Some Saudi thinkers advocate direct military engagement in Syria, just as the kingdom has done in Yemen. Nawaf Obaid, a visiting fellow at Harvard University’s Belfer Center for Science and International Affairs, is one of them.
“The Saudis are going to be forced to lead a coalition of nations in an air campaign against the remnants of Syrian forces, Hezbollah and Iranian fighters to facilitate the collapse of the Assad regime and assist the entry of rebel forces into Damascus,” Obaid wrote in an opinion piece published by CNN on Oct. 4.
Already Stretched
Most analysts say that’s a far-fetched scenario because Saudi Arabia and its Gulf ally the United Arab Emirates are already stretched in Yemen. They’ve been bombing rebels for more than six months and deployed an expanding ground force, but have only managed to recapture southern regions of the country.
“It’s too soon for the Saudis or the Emiratis to be pivoting around to a different war,” said Yezid Sayigh, a senior associate at the Carnegie Middle East Center in Beirut. “I really don’t think that the Gulf states actually have the ability to take on two active wars at the same time.”
Publicly, Saudi Arabia and Russia, who also compete as the world’s two biggest oil exporters, have tried to play down their differences.
Foreign Minister Adel Al-Jubeir softened the Saudi position on Assad during a visit to Russia on Oct. 11, saying the Syrian leader could leave after a political transition, rather than before. Al-Jubeir also said talks with Putin were “constructive, frank and to the point.”
‘Collision Course’
The Saudi and Russian foreign ministers are set to join their U.S. and Turkish counterparts to discuss Syria at a Vienna meeting on Friday, days after Assad went to Moscow for his first official foreign visit since the war began more than four years ago.
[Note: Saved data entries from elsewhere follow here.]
PR #7627, opened 2025-10-22
Fix Count: honor custom SELECT count expressions, avoid extra columns

StounhandJ:
- [x] Do only one thing
- [x] Tested

When creating a Count request, if a Select was passed with count, substitute it in Clause to avoid unexpected addition of the request.

### User Case Description

InnerJoins is used here as adding an internal verification condition.
```go
r.db.Model(&models.KubeRBAC{}).
	Select("count(distinct(subj->>'kind', subj->>'apiGroup', subj->>'name', subj->>'namespace', \"ClusterRef\".id))").
	InnerJoins("ClusterRef").
	Count(&total)
```

Extra fields appear in the final sql, which violates the correctness of the work.
```sql
SELECT
  count(distinct(
    subj->>'kind',
    subj->>'apiGroup',
    subj->>'name',
    subj->>'namespace',
    "ClusterRef".id
  )),
  "ClusterRef"."id"         AS "ClusterRef__id",
  "ClusterRef"."name"       AS "ClusterRef__name",
  "ClusterRef"."updated_at" AS "ClusterRef__updated_at",
  "ClusterRef"."created_at" AS "ClusterRef__created_at"
FROM
  "kube_rbac"
INNER JOIN
  "kube_clusters" "ClusterRef"
    ON "kube_rbac"."kube_cluster_id" = "ClusterRef"."id"
    AND "ClusterRef"."updated_at" > now() - '1 hours'::interval;
```

The result after correction
```sql
SELECT
  count(distinct(
    subj->>'kind',
    subj->>'apiGroup',
    subj->>'name',
    subj->>'namespace',
    "ClusterRef".id
  ))
FROM
  "kube_rbac"
INNER JOIN
  "kube_clusters" "ClusterRef"
    ON "kube_rbac"."kube_cluster_id" = "ClusterRef"."id"
    AND "ClusterRef"."updated_at" > now() - '1 hours'::interval;
```

### DIFF
--- a/tests/count_test.go
+++ b/tests/count_test.go
@@ -95,6 +95,16 @@ func TestCount(t *testing.T) {
 		t.Fatalf("Build count with select, but got %v", result.Statement.SQL.String())
 	}
 
+	result = dryDB.Model(&User{}).Distinct("name").Joins("Team").Count(&count)
+	if !regexp.MustCompile(`SELECT COUNT\(DISTINCT\(.name.\)\) FROM .*users.* JOIN .*users.*`).MatchString(result.Statement.SQL.String()) {
+		t.Fatalf("Build count with select, but got %v", result.Statement.SQL.String())
+	}
+
+	result = dryDB.Model(&User{}).Select("COUNT(DISTINCT(`name`))").Joins("Team").Count(&count)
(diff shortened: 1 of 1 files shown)


jinzhu:
Hi @StounhandJ 

Can you add some tests?

StounhandJ:
Hi @jinzhu 

I missed the message, but here are two Count tests along with the Join

StounhandJ:
Hi @jinzhu

This change is necessary to remove the existing workarounds. Without it, we are forced to keep temporary patches in place, which is not sustainable in the long term.

Issue #7600, opened 2025-09-29
Support escaping double quotes in struct tags


trungnt2910:
## Describe the feature

Support escaping double quotes in struct tags.

## Motivation

I have the following object and want to do a [PostgreSQL full text search index](https://www.postgresql.org/docs/current/textsearch-tables.html) on the column `Name`:

```
type Object struct {
	Key uuid.UUID `gorm:"primaryKey;type:uuid;default:gen_random_uuid()"`
	Name string `gorm:"not null"`
}
```

In SQL this would be:
```sql
CREATE INDEX idx_Object_Name ON "Object" USING GIN (to_tsvector('english', "Name"));
```

To do this in a GORM struct tag, I need to be able to put `to_tsvector('english', "Name")` with double quotes as the `expression` parameter. However, this doesn't seem to be supported or at least documented.

PR #7631, opened 2025-10-27
fix: Allow escaped double quotes in struct tag parser

kankankanp:
- [x] Do only one thing  
- [x] Tested  

This pull request adds support for escaping double quotes (\" → ") in struct tag parsing.  
Now you can write struct tags like `gorm:"expression:to_tsvector('english', \"Name\")"` and the parser will correctly interpret the escaped double quote.

This change addresses [#7600](https://github.com/go-gorm/gorm/issues/7600).

### User Case Description

When using PostgreSQL full text search, it is often necessary to refer to a column name with double quotes (e.g., `"Name"`).  
Previously, GORM's struct tag parser did not support writing double quotes inside the tag expression.  
With this change, you can escape double quotes using a backslash, and the intended SQL expression will be parsed and used correctly.

**Example:**
```go
type Object struct {
    Name string `gorm:"expression:to_tsvector('english', \"Name\")"`
}
```
This struct tag will now be correctly interpreted as:
`to_tsvector('english', "Name")`


kankankanp:
@jinzhu 
If possible, I would be grateful if you could review this PR.

Issue #7274, opened 2024-11-11
Panic saving a struct with nil value field and json serializer


mytlogos:
## GORM Playground Link

https://github.com/go-gorm/playground/pull/770

## Description

When i save a struct with a json serializer field and nil value, gorm panics with this stacktrace:

--- FAIL: TestGORM_failure (0.01s)
panic: runtime error: invalid memory address or nil pointer dereference [recovered]
        panic: runtime error: invalid memory address or nil pointer dereference
[signal SIGSEGV: segmentation violation code=0x1 addr=0x18 pc=0x8c5295]

goroutine 53 [running]:
testing.tRunner.func1.2({0xf0dd80, 0x15d6180})
        /usr/local/go/src/testing/testing.go:1631 +0x3f7
testing.tRunner.func1()
        /usr/local/go/src/testing/testing.go:1634 +0x6b6
panic({0xf0dd80?, 0x15d6180?})
        /usr/local/go/src/runtime/panic.go:770 +0x132
gorm.io/gorm/schema.(*Field).setupValuerAndSetter.func17({0x1109750, 0x25cda20}, {0xf5ab00?, 0xc00034b280?, 0x0?}, {0xf15fa0, 0xc000350000})
        /media/MintData/clones/gorm-playground/gorm/schema/field.go:964 +0x1d5
gorm.io/gorm/callbacks.ConvertToAssignments.func2(0xc0000fd400, {0xf15fa0, 0xc000350000})
        /media/MintData/clones/gorm-playground/gorm/callbacks/update.go:149 +0x126
gorm.io/gorm/callbacks.ConvertToAssignments(0xc000450700)
        /media/MintData/clones/gorm-playground/gorm/callbacks/update.go:288 +0x187d
gorm.io/gorm/callbacks.RegisterDefaultCallbacks.Update.func7(0xc000296a80)
        /media/MintData/clones/gorm-playground/gorm/callbacks/update.go:74 +0x326
gorm.io/gorm.(*processor).Execute(0xc000348a00, 0xc000296a80)
        /media/MintData/clones/gorm-playground/gorm/callbacks.go:130 +0xa78
gorm.io/gorm.(*DB).Save(0xc00030dd70, {0xec8c00, 0xc00034b280})
        /media/MintData/clones/gorm-playground/gorm/finisher_api.go:106 +0x9b8
gorm.io/playground.TestGORM_failure(0xc00044eb60?)
[...]

PR #7634, opened 2025-10-29
Fix nil pointer panic in serializer for nil any-type fields

doraemonkeys:
- [x] Do only one thing
- [x] Tested

Fix: https://github.com/go-gorm/gorm/issues/7274

Added a nil check before calling `s.Serializer.Scan()`. When both `s.fieldValue` and `s.Serializer` are nil, the field is now set to its zero value and returns early, preventing the panic.

#### Problem
When using `any` type fields, if both `s.fieldValue` and `s.Serializer` are nil, the code would directly call `s.Serializer.Scan()` at line 974, causing a nil pointer panic.

### DIFF
--- a/tests/serializer_test.go
+++ b/tests/serializer_test.go
@@ -227,3 +227,59 @@ func TestSerializerAssignFirstOrCreate(t *testing.T) {
 	AssertEqual(t, result.Roles, data.Roles)
 	AssertEqual(t, result.JobInfo.Location, data.JobInfo.Location)
 }
+
+// Test for: panic when serializer field with any type is nil
+func TestSerializerWithAnyType(t *testing.T) {
+	type ProductWithAny struct {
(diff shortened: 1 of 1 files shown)


jinzhu:
Can you add some tests?

doraemonkeys:
> Can you add some tests?

Hi, thanks for the review! I've added comprehensive test cases for this fix.

doraemonkeys:
@jinzhu , this is a PR with no additional side effects, could you merge it as soon as possible?

co60ca:
@jinzhu We appreciate your work on this project. We are experiencing this also. We would appreciate your attention on merging this?

By the way this appears to be a regression, since it was working in `gorm.io/gorm v1.23.8`, also we tested doraemonkeys patch and it appears to passing our tests.

PR #7652, opened 2025-11-13
Fix #6557: Avoid redundant column migrations when using type aliases

### LINKED ISSUE #6557: Postgres: AutoMigrate re-migrates everytime for some types
## GORM Playground Link

https://github.com/go-gorm/playground/pull/646

## Description

Every time we run AutoMigrage we get re-migration for certain specification of types:
```
# Types
type:character varying
type:timestamp with time zone
type:varchar[]
```

A workaround is to specify the types in a different way (see reproduction) but the required types seems sphoradic.
Not sure why, but the issue did not force migration before we upgraded GORM and the Postgres driver.

See the attached reproduction for details.

DasJott:
- [ X ] Do only one thing
- [ X ] Non breaking API changes
- [ X ] Tested

Improves the mapping of types to aliases.  

The mapping keys do not (and CAN not) include any additional information behind the actual type name.  
Therefore to check for aliases in a certain mapping we need to strip that info off, like:  
`varchar(255)[] => varchar`.
To really be sure for the mapping to work reliably the types are mapped best in both ways, like:  
`varchar => character varying`, `character varying => varchar`.  
For at least postgres this was not the case for exactly that case.
For not having to touch all the other driver packages, this code simply tries to map the other way around when the first attempt failed.
 

### User Case Description

We had a data struct containing a field `pq.StringArray` with `gorm:"type:varchar[]"`. That type was returned by postgres as `character varying[]`. The current code could not map that correctly and therefore on every service restart an unnecessary migration was started (which took very long on a table containing millions of entries).  

This is fixed with this PR.

### DIFF
--- a/go.mod
+++ b/go.mod
@@ -7,3 +7,8 @@ require (
 	github.com/jinzhu/now v1.1.5
 	golang.org/x/text v0.20.0
 )
+
+require (
+	github.com/mattn/go-sqlite3 v1.14.22 // indirect
+	gorm.io/driver/sqlite v1.6.0 // indirect
+)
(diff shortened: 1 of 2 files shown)


jinzhu:
Hi @DasJott 

Can you add some tests？

jinzhu:
Hi @DasJott 

Can you add some tests？

PerryProjects:
Hey @jinzhu, 
Hey @DasJott,

i added some tests for the given changes. Hopefully the tests were sufficient.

Putin called King Salman on Wednesday to discuss “the situation in the region,” the official Saudi Press Agency reported.
“It’s premature to assume that Saudi Arabia and Russia are on a collision course,” said Fahad Nazer, a political analyst at JTG Inc. in Virginia, who once worked at the Saudi Embassy in Washington.
The twin tracks of Saudi policy on Syria — talking to Russia and arming the rebels — are being handled separately by King Salman’s two top lieutenants, according to Bruce Riedel, a senior fellow at the Brookings Institution in Washington and a former U.S. Mideast adviser on the National Security Council.
Mohammed bin Salman, the king’s son and defense minister, is in charge of talks with Russia, and has met Putin twice, including earlier this month in Sochi, “to try to fashion a deal on Syria,” Riedel said.
‘Just Like 80s’
Meanwhile, the heir to the throne and interior minister, Mohammed bin Nayef, who’s closer to the U.S., is in charge of the rebel supply line and “ratcheting it up now just like the 80s,” Riedel said in an e-mail.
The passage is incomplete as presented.